INFORMATION PROVIDED Start Marker

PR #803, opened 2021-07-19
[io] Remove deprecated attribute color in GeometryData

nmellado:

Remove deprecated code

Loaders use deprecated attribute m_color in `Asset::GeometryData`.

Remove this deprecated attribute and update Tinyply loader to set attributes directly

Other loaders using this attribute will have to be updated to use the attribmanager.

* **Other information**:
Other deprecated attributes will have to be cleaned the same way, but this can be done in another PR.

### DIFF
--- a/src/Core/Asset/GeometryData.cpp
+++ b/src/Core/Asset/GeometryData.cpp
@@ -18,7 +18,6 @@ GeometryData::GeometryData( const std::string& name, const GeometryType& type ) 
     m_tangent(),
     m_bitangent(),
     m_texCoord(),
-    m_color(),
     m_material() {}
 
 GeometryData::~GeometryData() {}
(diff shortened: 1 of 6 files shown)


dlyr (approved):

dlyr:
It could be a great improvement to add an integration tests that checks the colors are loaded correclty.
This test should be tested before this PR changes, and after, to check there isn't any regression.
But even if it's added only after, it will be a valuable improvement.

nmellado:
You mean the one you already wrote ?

INFORMATION PROVIDED End Marker

→ PROBLEM TO WORK ON
Set out the records again, exactly as they appear above.

→ REPLY TO THE TASK
PR #803, opened 2021-07-19
[io] Remove deprecated attribute color in GeometryData

nmellado:

Remove deprecated code

Loaders use deprecated attribute m_color in `Asset::GeometryData`.

Remove this deprecated attribute and update Tinyply loader to set attributes directly

Other loaders using this attribute will have to be updated to use the attribmanager.

* **Other information**:
Other deprecated attributes will have to be cleaned the same way, but this can be done in another PR.

### DIFF
--- a/src/Core/Asset/GeometryData.cpp
+++ b/src/Core/Asset/GeometryData.cpp
@@ -18,7 +18,6 @@ GeometryData::GeometryData( const std::string& name, const GeometryType& type ) 
     m_tangent(),
     m_bitangent(),
     m_texCoord(),
-    m_color(),
     m_material() {}
 
 GeometryData::~GeometryData() {}
(diff shortened: 1 of 6 files shown)


dlyr (approved):

dlyr:
It could be a great improvement to add an integration tests that checks the colors are loaded correclty.
This test should be tested before this PR changes, and after, to check there isn't any regression.
But even if it's added only after, it will be a valuable improvement.

nmellado:
You mean the one you already wrote ?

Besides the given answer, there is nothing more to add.